The following is an excerpt from a recently published white paper. Click the link at the bottom of the excerpt to read the entire paper.

Infusing Speed and Visibility into ASIC Verification-100% internal signal visibility for FPGA-based ASIC/SoC prototypes and FPGA-based systems running at real-time hardware speeds!

By Mario Larouche, Engineering Director, Synplicity, Inc.

Introduction

High-performance, high-capacity FPGAs continue to experience an exponential growth in usage, both in their role as prototypes for ASIC/SoC designs and as systems in their own right. These designs typically involve complex combinations of hardware and embedded software (and also, possibly, application software). This is resulting in a verification crisis, because detecting, isolating, debugging, and correcting bugs now consumes significantly more time, money, and engineering resources than creating the design in the first place.

The problem is that bugs in this class of design can be buried deep in the system and they may manifest themselves in non-deterministic ways based on complex and unexpected interactions between the hardware and the software. Simply detecting these bugs can require extremely long and time-consuming test sequences. Once a problem is detected, actually debugging the design requires a significant amount of time and effort. Furthermore, when verification tests are performed using real-world data such as a live video stream from a digital camera, an intermittent bug may be difficult (if not impossible) to replicate.

There are a variety of verification options available to engineers, including software simulation, hardware simulation acceleration, hardware emulation, and FPGA-based prototypes. Each approach has its advantages and disadvantages (Table 1). RTL simulators, for example, are relatively inexpensive, but full-system verification performed using this approach is extremely slow. One major advantage of software simulation is visibility into the design. Having said this, as more signals are monitored and the values of these signals are captured, the simulation slows still farther.

Table 1. Comparison of conventional verification technologies

At the other end of the performance curve are FPGAs, which offer a significant advantage with regard to their ability to run at real-time hardware speeds. In the case of ASIC/SoC designs, FPGA-based prototypes are also relatively inexpensive as compared to hardware acceleration and emulation solutions.

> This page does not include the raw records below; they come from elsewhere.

PR #435, opened 2021-04-15
Debug descriptions for types

theunrepentantgeek:
The existing `String()` implementations on `Type` are insufficient for troubleshooting some issues because they stop at a `TypeName`, not showing what lies underneath.

Without the ability to add a `Types` parameter to `String()` to allow resolution of type names, I've added instead `WriteDebugDescription()`.

### DIFF
--- a/hack/generator/pkg/astmodel/allof_type.go
+++ b/hack/generator/pkg/astmodel/allof_type.go
@@ -159,3 +159,19 @@ func (allOf *AllOfType) String() string {
 
 	return fmt.Sprintf("(allOf: %s)", strings.Join(subStrings, ", "))
 }
+
+// DebugDescription adds a description of the current AnyOf type to the passed builder
+// builder receives the full description, including nested types
+// types is a dictionary for resolving named types
+func (allOf *AllOfType) WriteDebugDescription(builder *strings.Builder, types Types) {
+	builder.WriteString("AllOf[")
+	first := true
+	allOf.types.ForEach(func(t Type, ix int) {
+		if !first {
+			builder.WriteString("|")
+		}
+		t.WriteDebugDescription(builder, types)
+		first = false
+	})
+	builder.WriteString("]")
+}
--- a/hack/generator/pkg/astmodel/allof_type.go
+++ b/hack/generator/pkg/astmodel/allof_type.go
@@ -165,13 +165,11 @@ func (allOf *AllOfType) String() string {
 // types is a dictionary for resolving named types
 func (allOf *AllOfType) WriteDebugDescription(builder *strings.Builder, types Types) {
 	builder.WriteString("AllOf[")
-	first := true
 	allOf.types.ForEach(func(t Type, ix int) {
-		if !first {
+		if ix > 0 {
 			builder.WriteString("|")
 		}
 		t.WriteDebugDescription(builder, types)
-		first = false
 	})
 	builder.WriteString("]")
 }
--- a/hack/generator/pkg/astmodel/allof_type.go
+++ b/hack/generator/pkg/astmodel/allof_type.go
@@ -160,7 +160,7 @@ func (allOf *AllOfType) String() string {
 	return fmt.Sprintf("(allOf: %s)", strings.Join(subStrings, ", "))
 }
 
-// DebugDescription adds a description of the current AnyOf type to the passed builder
+// WriteDebugDescription adds a description of the current AnyOf type to the passed builder
 // builder receives the full description, including nested types
 // types is a dictionary for resolving named types
 func (allOf *AllOfType) WriteDebugDescription(builder *strings.Builder, types Types) {
--- a/hack/generator/pkg/astmodel/flagged_type.go
+++ b/hack/generator/pkg/astmodel/flagged_type.go
@@ -176,7 +176,7 @@ func (ft *FlaggedType) Unwrap() Type {
 	return ft.element
 }
 
-// DebugDescription adds a description of the current type to the passed builder
+// WriteDebugDescription adds a description of the current type to the passed builder
 // builder receives the full description, including nested types
 // types is a dictionary for resolving named types
 func (ft *FlaggedType) WriteDebugDescription(builder *strings.Builder, types Types) {
--- a/hack/generator/pkg/astmodel/flagged_type.go
+++ b/hack/generator/pkg/astmodel/flagged_type.go
@@ -175,3 +175,15 @@ func (ft *FlaggedType) String() string {
 func (ft *FlaggedType) Unwrap() Type {
 	return ft.element
 }
+
+// DebugDescription adds a description of the current type to the passed builder
+// builder receives the full description, including nested types
+// types is a dictionary for resolving named types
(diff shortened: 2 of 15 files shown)


hack/generator/pkg/astmodel/allof_type.go
```diff
@@ -159,3 +159,19 @@ func (allOf *AllOfType) String() string {
 
 	return fmt.Sprintf("(allOf: %s)", strings.Join(subStrings, ", "))
 }
+
+// DebugDescription adds a description of the current AnyOf type to the passed builder
```
matthchr, line 163: minor: Should be `WriteDebugDescription`?

hack/generator/pkg/astmodel/allof_type.go
```diff
@@ -159,3 +159,19 @@ func (allOf *AllOfType) String() string {
...
+// builder receives the full description, including nested types
+// types is a dictionary for resolving named types
+func (allOf *AllOfType) WriteDebugDescription(builder *strings.Builder, types Types) {
+	builder.WriteString("AllOf[")
+	first := true
```
matthchr, line 168: minor: You have an index in the `ForEach` func so you could just do away with this and check if `ix > 0` I think?

matthchr: This applies on other function implementations too but won't repeat comment there

hack/generator/pkg/astmodel/allof_type.go
```diff
@@ -159,3 +159,19 @@ func (allOf *AllOfType) String() string {
...
+	allOf.types.ForEach(func(t Type, ix int) {
+		if !first {
+			builder.WriteString("|")
+		}
+		t.WriteDebugDescription(builder, types)
```
matthchr, line 173: minor: Wondering if newlines would help any in displaying things?

hack/generator/pkg/astmodel/object_type.go
```diff
@@ -526,3 +527,10 @@ func extractEmbeddedTypeName(t Type) (TypeName, error) {
 
 	return TypeName{}, errors.Errorf("embedded property type must be TypeName, was: %T", t)
 }
+
+// DebugDescription adds a description of the current type to the passed builder
+// builder receives the full description, including nested types
+// types is a dictionary for resolving named types
+func (objectType *ObjectType) WriteDebugDescription(builder *strings.Builder, types Types) {
+	builder.WriteString("Object")
```
matthchr, line 535: Technically could print the properties and stuff here?

hack/generator/pkg/astmodel/type_name.go
```diff
@@ -166,3 +166,19 @@ func (typeName TypeName) Plural() TypeName {
...
+// DebugDescription adds a description of the current type to the passed builder
+// builder receives the full description, including nested types
+// types is a dictionary for resolving named types
+func (typeName TypeName) WriteDebugDescription(builder *strings.Builder, types Types) {
+	builder.WriteString(typeName.PackageReference.String())
+	builder.WriteString("/")
+	builder.WriteString(typeName.name)
+	builder.WriteString(":")
+
+	if definition, ok := types[typeName]; ok {
```
matthchr, line 179: Might want to examine the TypeName to determine if it is/isn't a `LocalPackageReference` and then only follow the reference if it is? If it's something pointing to an external type then you can instead print something that clarifies that (and avoid the `NOTDEFINED`?)

matthchr (approved):
LGTM -- left some nits.

hack/generator/pkg/astmodel/allof_type.go
theunrepentantgeek: Heh. I'm too used to C#'s **foreach**. Will fix.

hack/generator/pkg/astmodel/allof_type.go
theunrepentantgeek: They frequently end up embedded within an `error` message, so I suspect newlines would cause more problems than they fix.

hack/generator/pkg/astmodel/object_type.go
theunrepentantgeek: I considered it, but was hesitant about flooding the output with a LOT more content.

hack/generator/pkg/astmodel/type_name.go
theunrepentantgeek: Good idea.

hack/generator/pkg/astmodel/allof_type.go
theunrepentantgeek: Fixed.

hack/generator/pkg/astmodel/allof_type.go
theunrepentantgeek: Done.

hack/generator/pkg/astmodel/type_name.go
theunrepentantgeek: Done.

hack/generator/pkg/astmodel/flagged_type.go
```diff
@@ -175,3 +175,15 @@ func (ft *FlaggedType) String() string {
 func (ft *FlaggedType) Unwrap() Type {
 	return ft.element
 }
+
+// WriteDebugDescription adds a description of the current type to the passed builder
+// builder receives the full description, including nested types
+// types is a dictionary for resolving named types
+func (ft *FlaggedType) WriteDebugDescription(builder *strings.Builder, types Types) {
+	ft.element.WriteDebugDescription(builder, types)
+	for f := range ft.flags {
```
Porges, line 184: everything else is prefix so I think this should probably be as well

hack/generator/pkg/astmodel/type_test.go
```diff
@@ -0,0 +1,78 @@
...
+		{"MapOfSuitToAge", NewMapType(suit, age), "Map[local/test/v1/Suit:Enum[string:clubs|diamonds|hearts|spades]]local/test/v1/Age:int"},
+		{"FlaggedAge", armAge, "local/test/v1/Age:int[#arm]"},
+		{"FlaggedSuit", armSuit, "local/test/v1/Suit:Enum[string:clubs|diamonds|hearts|spades][#arm]"},
+		{"ErroredAge", erroredAge, "Error[local/test/v1/Age:int|boom|oh oh]"},
+	}
+
+	for _, c := range cases {
+		c := c
+		t.Run(c.name, func(t *testing.T) {
+			t.Parallel()
```
Porges, line 70: Parallelism probably isn't going to help with speed here

theunrepentantgeek: Yes, it marks the tests as able to be run in parallel - but isn't this also how you signal that the tests are supposed to be independent?

hack/generator/pkg/astmodel/flagged_type.go
theunrepentantgeek: I disagree. 😉

hack/generator/pkg/astmodel/type_test.go
Porges: I think it spins them off as separate go tasks so for really short-running tests it's not worth it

Until now, however, FPGAs have suffered from the problem of gaining visibility to their internal state and signals.

This paper first provides an overview of the various conventional verification options available to designers and summarizes the advantages and disadvantages of these different techniques. The paper next introduces an innovative, patented new technology called TotalRecall™, which provides 100% visibility into an FPGA - including the registers, combinational logic, and memory blocks - while allowing the FPGA to be used at full real-time hardware speeds. When a bug is detected, the data from the TotalRecall technology can be used to initialize a software simulator with the state of the design hundreds or thousands of cycles before the bug occurred, and also to provide the test sequence that will take the design from this initial state to the bug.